PR #765, opened 2021-10-25
Extend pin connect types

mcbridejc:
I was taking the approach of having drivers add these as they were implemented, but I've realized that having them all allows drivers created outside of modm repo to implement connect() methods.

### DIFF
--- a/src/modm/platform/gpio/sam/pin.hpp.in
+++ b/src/modm/platform/gpio/sam/pin.hpp.in
@@ -33,6 +33,8 @@ enum class PeripheralPin
 	BitBang,
 	Rx,
 	Tx,
+	Rts,
+	Cts,
 	ExtInt,
 	Dm,
 	Dp,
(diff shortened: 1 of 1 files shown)


salkinium (approved):
Sure, however, keep in mind that it's better to collect all the signal names from the device file and then generate this list otherwise you're going to probably miss some signals.

mcbridejc:
> Sure, however, keep in mind that it's better to collect all the signal names from the device file and then generate this list otherwise you're going to probably miss some signals.

Perhaps, but I think there is a fair bit of oddball naming to work around, and some of it I'm not at all sure you can work around. There are redundant names, e.g. where a signal is listed as miso and spi3_miso. OK so throw out names with an underscore maybe. But then you get into the samd parts, and I think some pins are just called "pad", connected to the sercom device. There's no 'scl' or 'miso' to be found in the xml, so if you want to connect by this name -- and I think you do -- it needs to get hardcoded somewhere. 

I have no motiviation right now to dive into these weeds, or put the effort needed to make sure it doesn't break on other chips, so I'm just figuring a somewhat more complete list is somewhat better than a less complete one! :)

★ ★ ★

## Task to complete
Check every line of the records above for the string "modm". Copy those that hold it.

## Problem solution
I was taking the approach of having drivers add these as they were implemented, but I've realized that having them all allows drivers created outside of modm repo to implement connect() methods.
--- a/src/modm/platform/gpio/sam/pin.hpp.in
+++ b/src/modm/platform/gpio/sam/pin.hpp.in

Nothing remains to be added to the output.